-- WHAT THE TASK REQUIRES --
Reproduce all entries verbatim, with nothing added or dropped.

-- GIVEN RECORDS --
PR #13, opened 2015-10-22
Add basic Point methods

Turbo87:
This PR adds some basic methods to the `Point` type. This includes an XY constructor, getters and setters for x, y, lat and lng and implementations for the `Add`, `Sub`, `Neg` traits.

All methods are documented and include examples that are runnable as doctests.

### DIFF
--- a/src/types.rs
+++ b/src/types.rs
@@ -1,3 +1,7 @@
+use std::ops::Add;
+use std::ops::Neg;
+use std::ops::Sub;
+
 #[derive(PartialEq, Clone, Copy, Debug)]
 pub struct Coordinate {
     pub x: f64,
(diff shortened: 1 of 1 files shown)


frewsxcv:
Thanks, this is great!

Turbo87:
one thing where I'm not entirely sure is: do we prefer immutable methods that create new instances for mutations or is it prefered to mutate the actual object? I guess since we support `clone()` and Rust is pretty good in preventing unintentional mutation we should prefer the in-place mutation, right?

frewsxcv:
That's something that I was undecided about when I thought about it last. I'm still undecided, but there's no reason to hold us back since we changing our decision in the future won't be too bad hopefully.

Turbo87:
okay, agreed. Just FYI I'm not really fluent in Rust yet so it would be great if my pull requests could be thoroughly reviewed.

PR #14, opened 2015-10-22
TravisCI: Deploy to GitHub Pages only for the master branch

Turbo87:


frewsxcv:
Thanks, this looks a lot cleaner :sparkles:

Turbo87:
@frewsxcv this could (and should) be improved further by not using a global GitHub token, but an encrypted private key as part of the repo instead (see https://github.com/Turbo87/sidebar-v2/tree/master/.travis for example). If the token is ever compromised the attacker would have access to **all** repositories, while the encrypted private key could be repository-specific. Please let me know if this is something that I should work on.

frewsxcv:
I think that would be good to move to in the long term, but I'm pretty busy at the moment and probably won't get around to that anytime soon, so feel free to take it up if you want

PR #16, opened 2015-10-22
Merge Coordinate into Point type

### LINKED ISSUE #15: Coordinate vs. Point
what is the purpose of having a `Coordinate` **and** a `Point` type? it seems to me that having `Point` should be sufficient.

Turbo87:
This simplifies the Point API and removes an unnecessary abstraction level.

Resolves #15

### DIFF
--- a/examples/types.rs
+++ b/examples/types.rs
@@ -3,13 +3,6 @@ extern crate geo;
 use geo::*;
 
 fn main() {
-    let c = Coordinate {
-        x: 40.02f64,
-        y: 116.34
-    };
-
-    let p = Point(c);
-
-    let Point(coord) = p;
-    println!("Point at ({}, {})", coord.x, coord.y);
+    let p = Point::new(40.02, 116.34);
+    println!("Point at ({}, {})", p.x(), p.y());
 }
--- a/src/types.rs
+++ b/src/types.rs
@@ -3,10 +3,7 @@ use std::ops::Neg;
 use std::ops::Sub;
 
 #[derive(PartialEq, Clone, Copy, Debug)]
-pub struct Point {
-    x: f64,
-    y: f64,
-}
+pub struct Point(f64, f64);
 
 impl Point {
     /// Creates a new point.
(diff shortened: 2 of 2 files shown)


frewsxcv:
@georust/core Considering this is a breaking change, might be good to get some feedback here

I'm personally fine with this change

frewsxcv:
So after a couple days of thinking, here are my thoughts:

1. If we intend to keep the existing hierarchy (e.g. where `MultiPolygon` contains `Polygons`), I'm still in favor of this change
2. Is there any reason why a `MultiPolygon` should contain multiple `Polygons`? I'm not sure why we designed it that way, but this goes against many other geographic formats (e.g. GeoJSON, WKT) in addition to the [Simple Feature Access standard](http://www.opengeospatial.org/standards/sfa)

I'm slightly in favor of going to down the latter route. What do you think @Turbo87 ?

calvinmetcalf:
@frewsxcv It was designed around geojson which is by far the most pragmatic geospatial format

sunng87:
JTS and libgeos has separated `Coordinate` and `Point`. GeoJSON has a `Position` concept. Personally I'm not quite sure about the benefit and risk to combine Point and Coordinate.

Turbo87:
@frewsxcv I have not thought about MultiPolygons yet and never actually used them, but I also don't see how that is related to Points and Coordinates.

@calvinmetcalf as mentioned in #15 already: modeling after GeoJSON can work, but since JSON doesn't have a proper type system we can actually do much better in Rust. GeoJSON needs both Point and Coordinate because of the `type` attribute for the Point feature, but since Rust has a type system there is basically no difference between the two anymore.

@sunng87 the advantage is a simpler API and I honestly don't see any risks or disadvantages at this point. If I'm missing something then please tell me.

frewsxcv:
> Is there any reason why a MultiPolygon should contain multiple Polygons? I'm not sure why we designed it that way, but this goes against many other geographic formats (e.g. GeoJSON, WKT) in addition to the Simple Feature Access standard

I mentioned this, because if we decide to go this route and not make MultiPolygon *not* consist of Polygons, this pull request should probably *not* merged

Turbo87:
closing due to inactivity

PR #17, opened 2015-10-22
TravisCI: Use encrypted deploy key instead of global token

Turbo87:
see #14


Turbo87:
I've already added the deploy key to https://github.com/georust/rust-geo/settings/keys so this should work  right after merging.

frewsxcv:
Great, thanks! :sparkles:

-- EXPECTED OUTPUT --
PR #13, opened 2015-10-22
Add basic Point methods

Turbo87:
This PR adds some basic methods to the `Point` type. This includes an XY constructor, getters and setters for x, y, lat and lng and implementations for the `Add`, `Sub`, `Neg` traits.

All methods are documented and include examples that are runnable as doctests.

### DIFF
--- a/src/types.rs
+++ b/src/types.rs
@@ -1,3 +1,7 @@
+use std::ops::Add;
+use std::ops::Neg;
+use std::ops::Sub;
+
 #[derive(PartialEq, Clone, Copy, Debug)]
 pub struct Coordinate {
     pub x: f64,
(diff shortened: 1 of 1 files shown)


frewsxcv:
Thanks, this is great!

Turbo87:
one thing where I'm not entirely sure is: do we prefer immutable methods that create new instances for mutations or is it prefered to mutate the actual object? I guess since we support `clone()` and Rust is pretty good in preventing unintentional mutation we should prefer the in-place mutation, right?

frewsxcv:
That's something that I was undecided about when I thought about it last. I'm still undecided, but there's no reason to hold us back since we changing our decision in the future won't be too bad hopefully.

Turbo87:
okay, agreed. Just FYI I'm not really fluent in Rust yet so it would be great if my pull requests could be thoroughly reviewed.

PR #14, opened 2015-10-22
TravisCI: Deploy to GitHub Pages only for the master branch

Turbo87:


frewsxcv:
Thanks, this looks a lot cleaner :sparkles:

Turbo87:
@frewsxcv this could (and should) be improved further by not using a global GitHub token, but an encrypted private key as part of the repo instead (see https://github.com/Turbo87/sidebar-v2/tree/master/.travis for example). If the token is ever compromised the attacker would have access to **all** repositories, while the encrypted private key could be repository-specific. Please let me know if this is something that I should work on.

frewsxcv:
I think that would be good to move to in the long term, but I'm pretty busy at the moment and probably won't get around to that anytime soon, so feel free to take it up if you want

PR #16, opened 2015-10-22
Merge Coordinate into Point type

### LINKED ISSUE #15: Coordinate vs. Point
what is the purpose of having a `Coordinate` **and** a `Point` type? it seems to me that having `Point` should be sufficient.

Turbo87:
This simplifies the Point API and removes an unnecessary abstraction level.

Resolves #15

### DIFF
--- a/examples/types.rs
+++ b/examples/types.rs
@@ -3,13 +3,6 @@ extern crate geo;
 use geo::*;
 
 fn main() {
-    let c = Coordinate {
-        x: 40.02f64,
-        y: 116.34
-    };
-
-    let p = Point(c);
-
-    let Point(coord) = p;
-    println!("Point at ({}, {})", coord.x, coord.y);
+    let p = Point::new(40.02, 116.34);
+    println!("Point at ({}, {})", p.x(), p.y());
 }
--- a/src/types.rs
+++ b/src/types.rs
@@ -3,10 +3,7 @@ use std::ops::Neg;
 use std::ops::Sub;
 
 #[derive(PartialEq, Clone, Copy, Debug)]
-pub struct Point {
-    x: f64,
-    y: f64,
-}
+pub struct Point(f64, f64);
 
 impl Point {
     /// Creates a new point.
(diff shortened: 2 of 2 files shown)


frewsxcv:
@georust/core Considering this is a breaking change, might be good to get some feedback here

I'm personally fine with this change

frewsxcv:
So after a couple days of thinking, here are my thoughts:

1. If we intend to keep the existing hierarchy (e.g. where `MultiPolygon` contains `Polygons`), I'm still in favor of this change
2. Is there any reason why a `MultiPolygon` should contain multiple `Polygons`? I'm not sure why we designed it that way, but this goes against many other geographic formats (e.g. GeoJSON, WKT) in addition to the [Simple Feature Access standard](http://www.opengeospatial.org/standards/sfa)

I'm slightly in favor of going to down the latter route. What do you think @Turbo87 ?

calvinmetcalf:
@frewsxcv It was designed around geojson which is by far the most pragmatic geospatial format

sunng87:
JTS and libgeos has separated `Coordinate` and `Point`. GeoJSON has a `Position` concept. Personally I'm not quite sure about the benefit and risk to combine Point and Coordinate.

Turbo87:
@frewsxcv I have not thought about MultiPolygons yet and never actually used them, but I also don't see how that is related to Points and Coordinates.

@calvinmetcalf as mentioned in #15 already: modeling after GeoJSON can work, but since JSON doesn't have a proper type system we can actually do much better in Rust. GeoJSON needs both Point and Coordinate because of the `type` attribute for the Point feature, but since Rust has a type system there is basically no difference between the two anymore.

@sunng87 the advantage is a simpler API and I honestly don't see any risks or disadvantages at this point. If I'm missing something then please tell me.

frewsxcv:
> Is there any reason why a MultiPolygon should contain multiple Polygons? I'm not sure why we designed it that way, but this goes against many other geographic formats (e.g. GeoJSON, WKT) in addition to the Simple Feature Access standard

I mentioned this, because if we decide to go this route and not make MultiPolygon *not* consist of Polygons, this pull request should probably *not* merged

Turbo87:
closing due to inactivity

PR #17, opened 2015-10-22
TravisCI: Use encrypted deploy key instead of global token

Turbo87:
see #14


Turbo87:
I've already added the deploy key to https://github.com/georust/rust-geo/settings/keys so this should work  right after merging.

frewsxcv:
Great, thanks! :sparkles:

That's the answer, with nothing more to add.